Sunday, 6:55AM: The CEO of my last startup, which laid off the entire development team over a year ago calls my cellphone to report a total network outage. He has an international trip that he’s leaving on and needs to get into his email to coordinate his trip. Too bad they laid off everyone that could help, with prejudice.
I wrapped up my social plans and went in to the data center last night. The workstation in the lab couldn’t reach the domain controllers on another subnet, so it lacked a DHCP address as well. I narrowed it down to the Netgear GSM7324 L3 Switch that was being used in the core. A purchase of my predocessor there, I always looked at it funny. Netgear’s one foray into enterprise routing that I’ve ever seen, I didn’t care for it much. It’s CLI tried to be a Cisco, but was substantially different so it only served to confuse people with Cisco experience (the dell gear is much closer at the UI emulation, for the record).
I drag out a serial console to reveal:
Timebase: 33.000000 MHz, MEM: 132.000000 MHú NetGear Boot code...... Flash size = 16MB Testing 128MB SDRAM..............................Pass Unknown PCI devices. PCI devices found - Motorola MPC8245 Select an option. If no selection in 10 seconds then operational code will start. 1 - Start operational code. 2 - Start Boot Menu. Select (1, 2): Operational Code Date: Thu Aug 3 22:43:40 2006 Uncompressing..... 50% 100% |||||||||||||||||||||||||||||||||||||||||||||||||| Attaching interface lo0...done Adding 36274 symbols for standalone. Unknown box topology
This is apparently common for people that take the plunge and try to save some money over buying a tried and true piece of equipment for their core. There lineup has a few newer, more expensive, models. The GSM7324 still sits at the lowest price point for a Netgear L3 switch though, luring those in thinking that there’s no tradeoff in price.
So apart came all the trunks and redundant switch links. There was enough redundancy in the physical cabling to the edge switches that I could switch to access links for each subnet. I chained all the switches back together, like it was when I first started, and set up routing on a [Juniper] Netscreen 50 instead, being the only alternative. Everything started coming back up as I dig through the network in search of the original static routing entries that I never found the time to upgrade.

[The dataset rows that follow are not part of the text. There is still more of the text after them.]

PR #2641, opened 2020-09-24
Filters for undefined stragglers

drewstone:


packages/api-derive/src/staking/waitingInfo.ts
```diff
@@ -17,7 +17,9 @@ export function waitingInfo (instanceId: string, api: ApiInterfaceRx): () => Obs
     ]).pipe(
       switchMap(([{ nextElected }, stashes]): Observable<DeriveStakingWaiting> => {
         const elected = nextElected.map((a) => a.toString());
-        const waiting = stashes.filter((v) => !elected.includes(v.toString()));
+        const waiting = stashes
+          .filter(v => !!v)
+          .filter((v) => !elected.includes(v.toString()));
```
jacogr, line 22: This should not been needed when everything operates properly. If it still occurs after the type updates, something is wrong somewhere.

PR #2645, opened 2020-09-24
fix(typegen): add support for VecFixed in enums

monitz87:
Enums like

```
SomeEnum: {
  _enum: {
    VecValue: '[u8; 32]',
    OtherValue: '[u8;64]',
  }
}
```

Weren't being supported properly by the typegen. This PR fixes that


jacogr (approved):
Thank you!

PR #2648, opened 2020-09-24
types: add IdentityJudgment proxy type variant

andresilva:
We were missing the `IdentityJudgment` variant which is defined for polkadot runtimes. This isn't actually correct though since on the polkadot runtime we skip one index in the enum:

- Kusama/Westend: https://github.com/paritytech/polkadot/blob/master/runtime/kusama/src/lib.rs#L791
- Polkadot: https://github.com/paritytech/polkadot/blob/master/runtime/polkadot/src/lib.rs#L778

### DIFF
--- a/packages/types/src/interfaces/proxy/definitions.ts
+++ b/packages/types/src/interfaces/proxy/definitions.ts
@@ -15,7 +15,7 @@ export default {
       delay: 'BlockNumber'
     },
     ProxyType: {
-      _enum: ['Any', 'NonTransfer', 'Governance', 'Staking']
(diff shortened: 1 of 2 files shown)


jacogr:
We do have the overrides for -

- Kusama, https://github.com/polkadot-js/api/blob/master/packages/types-known/src/spec/kusama.ts#L10-L12
- Polkadot, https://github.com/polkadot-js/api/blob/master/packages/types-known/src/spec/polkadot.ts#L10-L13

andresilva:
Didn't notice those, sorry for the noise!

PR #2656, opened 2020-09-27
add secondary_vrf field to babe EpochAuthorship

andresilva:
https://github.com/paritytech/substrate/blob/master/client/consensus/babe/rpc/src/lib.rs#L180


jacogr (approved):
Thank you.

PR #2671, opened 2020-10-02
Remove broken link

roccomuso:
Don't know where the package has been moved


jacogr (approved):
Thank you! (It has been combined into the types, so each module has types & RPC endpoints, aligning what we find on Substrate)

PR #2673, opened 2020-10-02
remove broken link

roccomuso:
removing another dead link


jacogr (commented):
This is actually not a dead link, this is used for doc generation.

PR #2692, opened 2020-10-08
Introduce OriginCaller (& apply to Scheduler)

### LINKED ISSUE #2691: PalletsOrigin / OriginCaller & Scheduled type updated
With https://github.com/paritytech/substrate/pull/6387, it is now possible to store and expose `PalletsOrigin` type. It is generated by `construct_runtime` macro similar to `Call` type so polkadot.js needs some customized code to generate it.

Also just found out `Scheduled` type definition is not updated (or did I missed something?).

This means polkadot.js won't be able to decode `Agenda` correctly.

https://github.com/paritytech/substrate/blob/81f3e7caf351c27aab518ee3b640c06b1a4392bf/frame/scheduler/src/lib.rs#L161-L162

https://github.com/paritytech/substrate/blob/81f3e7caf351c27aab518ee3b640c06b1a4392bf/frame/scheduler/src/lib.rs#L126-L136

https://github.com/polkadot-js/api/blob/2faf68c4d2ddb1fef710f5ebf5ef8ce2088b923c/packages/types/src/interfaces/scheduler/definitions.ts#L16-L21

jacogr:
Closes #2691 

Sadly needs a lot of elbow-grease, the proc macro stuff is an absolute mess to try and bring in.

### DIFF
--- a/packages/metadata/src/Metadata/v12/toLatest.ts
+++ b/packages/metadata/src/Metadata/v12/toLatest.ts
@@ -8,6 +8,8 @@ import { getModuleTypes } from '@polkadot/types-known';
 import { Type } from '@polkadot/types/primitive';
 import { stringCamelCase } from '@polkadot/util';
 
+// Since we don't have insight into the origin specification, we can only define what we know about
+// in a pure Substrate/Polkadot implementation, any other custom origins won't be handled at all
 const KNOWN_ORIGINS: Record<string, string> = {
   Council: 'CollectiveOrigin',
   System: 'SystemOrigin',
--- a/packages/metadata/src/Metadata/v12/toLatest.ts
+++ b/packages/metadata/src/Metadata/v12/toLatest.ts
@@ -1,12 +1,18 @@
 // Copyright 2017-2020 @polkadot/metadata authors & contributors
 // SPDX-License-Identifier: Apache-2.0
 
-import { EventMetadataV12, EventMetadataLatest, FunctionMetadataV12, FunctionMetadataLatest, MetadataV12, MetadataLatest, ModuleMetadataLatest, StorageMetadataV12, StorageMetadataLatest, StorageEntryMetadataLatest } from '@polkadot/types/interfaces/metadata';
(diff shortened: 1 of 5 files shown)


packages/metadata/src/Metadata/v12/toLatest.ts
```diff
@@ -1,13 +1,19 @@
...
 
-import { EventMetadataV12, EventMetadataLatest, FunctionMetadataV12, FunctionMetadataLatest, MetadataV12, MetadataLatest, ModuleMetadataLatest, StorageMetadataV12, StorageMetadataLatest, StorageEntryMetadataLatest } from '@polkadot/types/interfaces/metadata';
+import { EventMetadataV12, EventMetadataLatest, FunctionMetadataV12, FunctionMetadataLatest, MetadataV12, MetadataLatest, ModuleMetadataLatest, ModuleMetadataV12, StorageMetadataV12, StorageMetadataLatest, StorageEntryMetadataLatest } from '@polkadot/types/interfaces/metadata';
 import { Registry, OverrideModuleType } from '@polkadot/types/types';
 
 import { getModuleTypes } from '@polkadot/types-known';
 import { Type } from '@polkadot/types/primitive';
 import { stringCamelCase } from '@polkadot/util';
 
+const KNOWN_ORIGINS: Record<string, string> = {
```
jacogr, line 11:
```suggestion
// Since we don't have insight into the origin specification, we can only define what we know about
// in a pure Substrate/Polkadot implementation, any other custom origins won't be handled at all
const KNOWN_ORIGINS: Record<string, string> = {
```

packages/metadata/src/Metadata/v12/toLatest.ts
```diff
@@ -81,12 +89,39 @@ function convertStorage (registry: Registry, { items, prefix }: StorageMetadataV
   });
 }
 
+// generate & register the OriginCaller type
+function registerOriginCaller (registry: Registry, modules: ModuleMetadataV12[]): void {
```
xlc, line 93: can you somehow allow us to insert entries into `KNOWN_ORIGINS`? an additional parameter to registry should be enough.

PR #5128, opened 2022-08-04
feat: allow objects to be supplied as map keys

CertainLach:
Allows to simplify construction of complex objects from

```ts
api.tx.some.extrinsic(new Map([
  [JSON.stringify(key), value],
]))
```

To

```ts

api.tx.some.extrinsic(new Map([
  [key, value],
]))
```

### DIFF
--- a/packages/types-codec/src/extended/Map.ts
+++ b/packages/types-codec/src/extended/Map.ts
@@ -46,7 +46,7 @@ function decodeMapFromMap<K extends Codec, V extends Codec> (registry: Registry,
       output.set(
         key instanceof KeyClass
           ? key
-          : new KeyClass(registry, isComplex ? JSON.parse(key as string) : key),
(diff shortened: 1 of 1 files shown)


packages/types-codec/src/extended/Map.ts
```diff
@@ -46,7 +46,7 @@ function decodeMapFromMap<K extends Codec, V extends Codec> (registry: Registry,
       output.set(
         key instanceof KeyClass
           ? key
-          : new KeyClass(registry, isComplex ? JSON.parse(key as string) : key),
+          : new KeyClass(registry, isComplex && typeof key === 'string' ? JSON.parse(key as string) : key),
```
jacogr, line 49: Weird that `as string` is needed if the typeof check has been done.

CertainLach: Yep, it isn't needed

PR #5149, opened 2022-08-11
Add rpc provider in the list of 'to-be-created' bundles

wirednkod:
This is highly connected to [this PR](https://github.com/polkadot-js/dev/pull/772) of dev

### DIFF
--- a/rollup.config.mjs
+++ b/rollup.config.mjs
@@ -8,6 +8,7 @@ import { createBundle } from '@polkadot/dev/config/rollup';
 const pkgs = [
   '@polkadot/api',
   '@polkadot/api-contract',
+  '@polkadot/rpc-provider',
   '@polkadot/types'
 ];
 


jacogr:
Ummm, not sure about this. We try to minimize the bundles (although judging by the number it is still way too many) - the provider is not much use without the API, hence being combined. 

This is obviously a major release if it has to go in since it breaks everything for people using bundles.

wirednkod:
> Ummm, not sure about this. We try to minimize the bundles (although judging by the number it is still way too many) - the provider is not much use without the API, hence being combined.
> 
> This is obviously a major release if it has to go in since it breaks everything for people using bundles.

I am not sure I understand why this breaks everything. Can you please elaborate?

jacogr:
The providers are already exposed in the API, e.g. the recommended approach is always

```js
import { ApiPromise, WsProvider } from '@polkadot/api';

...
```

So if ScProvider is not available there, it should be added. (Which means it is available on the `globalThis.polkadotApi` as exposed by the bundle)

This breaks everything since -

- the api bundle now requires the provider bundle
- nobody using bundles has it
- which means that code changes for everybody

Hence a major api-breaking release. Unless there is a very good reason to do so, we generally try not to.

wirednkod:
Should this PR close in favor of #5150?

Issue #5161, opened 2022-08-15
[Bug] apiAt.call.transactionPaymentApi not decorated when calls are available in the runtime


TarikGul:
* **I'm submitting a ...**

  - [X] Bug report
  - [ ] Feature request
  - [ ] Support request
  - [ ] Other

* **What is the current behavior and expected behavior?**

### Current Behavior 

When calling `apiAt.call.transactionPaymentApi` for a runtime where `queryInfo`, and `queryFeeDetails` is available returns undefined. 

### Expected Behavior 

`apiAt.call.transactionPaymentApi` should be decorated with the runtimes that have those methods available. 

### Example Code

```javascript
// Network: Polkadot
// BlockNumber: 4092619
const extrinsic = '0x4102840012852bea5af210b7c409dadac3e2146857f7d2d63695cedcb8534ebff83a7ed3001a084779ccd11a3bfbaea5b81346c3943164e789fe367d4e39069bb4e321d248e90ad394307947b9e21c80fdf5d08d267bd211430d34c5abb7d828ddfe5aed0cb50100000503003b127a1acc2dd2c90ccbbd8d608bd58a527c0a700ab9bc323032414a85f81f1207009217b122';
const previousBlockHash = '0x3051684c90d92f234ed2ddeb434e4a93fc4a115600731a1805175498cd4f6359';
const currentBlockHash = '0xcebeb96ddf6a64d97e916ad1accf2e93f749df33d3a225f6fdf3981c1b678b3c';

const apiAt = await api.at(currentBlockHash);

const paymentCallExists = apiAt.call.transactionPaymentApi;

// Returns undefined
console.log('TransactionPaymentApi: ', paymentCallExists)

const queryInfo = await api.rpc.payment.queryInfo(extrinsic, previousBlockHash);
const { inclusionFee } = await api.rpc.payment.queryFeeDetails(extrinsic, previousBlockHash);

// returns valid responses
console.log('QueryInfo call: ', queryInfo.toJSON());
console.log('QueryFeeDetails call: ', inclusionFee.isSome);
```

* **What is the motivation for changing the behavior?**

* **Please tell us about your environment:**

Note: I tested this locally, and also in the developer tab of polkadot-js apps.

  - Version: `@polkadot/api` v9.2.1
  - Environment:

    - [X] Node.js (v17.1.0)
    - [ ] Browser
    - [ ] Other (limited support for other environments)

  - Language:

    - [ ] JavaScript
[...]

PR #5163, opened 2022-08-15
Ensure historic runtime interfaces are decorated

jacogr:
Closes https://github.com/polkadot-js/api/issues/5161

Not merging yet - we would need to expand the historic list (a bit of a bitch), see https://github.com/polkadot-js/api/blob/9e4db51dd71773f12f47200d90a34ab9336b8f70/packages/types-known/src/upgrades/polkadot.ts#L6 to include all runtime apis as well. 

Until we do, historic queries on Westend/Kusama/Polkadot would be slightly slower. Probably will merge since it is a fix, however not quite 100% yet on how to handle the above lists, getting it updated initially and then keeping it updated... (Overall the shortcut is _quite_ useful)

### DIFF
--- a/CHANGELOG.md
+++ b/CHANGELOG.md
@@ -5,6 +5,7 @@
 Changes:
 
 - Replace `rpc.payment.queryInfo` usage with `call.transactionPaymentApi.queryInfo`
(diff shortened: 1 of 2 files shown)


jacogr:
Closing in favor of https://github.com/polkadot-js/api/pull/5164

PR #5236, opened 2022-09-25
Fix code source type

statictype:
When trying to call `api.call.contractsApi.instantiate` there was always an error decoding the `Code` param, which is an enum variant not `Bytes`


jacogr (approved):
Thank you. 

(Checked it against the Rust codebase as well, certainly seems like an oversight here, aka it have never been `Vec<u8>`)

Issue #4197, opened 2021-11-10
Extract types for signedExtensions from v14 metadata 


jacogr:
We should encode with those specific types, just in case of customisation. (No per-string type overrides anymore)

PR #5239, opened 2022-09-26
add signed extensions for encointer

clangenb:


packages/types/src/extrinsic/signedExtensions/encointer.ts
```diff
@@ -0,0 +1,15 @@
...
+
+import type { ExtDef } from './types';
+
+export const encointer: ExtDef = {
+  ChargeAssetTxPayment: {
+    extrinsic: {
+      tip: 'Compact<Balance>',
+      // eslint-disable-next-line sort-keys
+      assetId: 'Option<CommunityIdentifier>'
+    },
```
clangenb, line 12: Here I am uncertain if it matters that this type does not exist when we connect to a chain that does not have this type defined.

packages/types/src/extrinsic/signedExtensions/index.ts
```diff
@@ -9,13 +9,14 @@ import { polkadot } from './polkadot';
...
 import { substrate } from './substrate';
+import { encointer } from './encointer';
 
 // A mapping of the known signed extensions to the extra fields that they
 // contain. Unlike in the actual extensions, we define the extra fields not
 // as a Tuple, but rather as a struct so they can be named. These will be
 // expanded into the various fields when added to the payload (we only
 // support V4 onwards with these, V3 and earlier are deemed fixed))
-export const allExtensions: ExtDef = objectSpread({}, substrate, polkadot, shell, statemint);
+export const allExtensions: ExtDef = objectSpread({}, substrate, polkadot, shell, statemint, encointer);
```
jacogr, line 19: In this case, this extension would override the existing `ChargeAssetTxPayment` for statemint, which means it will break usage on statemint.

The idea with these are that they map to the default pallets for Substrate & Polkadot. Anything chain-specific needs to be supplied as part of the chain types. For instance as used in the apps UI.

clangenb: I see, thanks for explaining. However, I would like to request #4197 once again because this makes many the polkadot-js/api powered products hard to use for us, e.g. subquery because it can't interpret our extrinsics, and it does not offer this kind of customization without entering the source code.

jacogr: The linked issue is in the queue - so yea, will be done at some point.

clangenb: Ok, thanks. I will close the PR then.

How important is network administration? Too important for system administrators to get away with not knowing. A colleague was recently complaining that he couldn’t get an interviewee to answer why having two physical separate switches is better than having one. I find all of this unfortunate and trying, when I have had to re-architect every network I’ve inherited since moving to Seattle. Sometimes I think we should go back to yelling about the 5-4-3 rule on a soapbox so we’ll at least get a sane switch topology. Hopefully by the time they realize why the 5-4-3 rule doesn’t apply anymore, they’ll have picked up why switch topology is too important to be a matter of just plugging switches together like they’re power strips. Because that’s a great pet peeve too.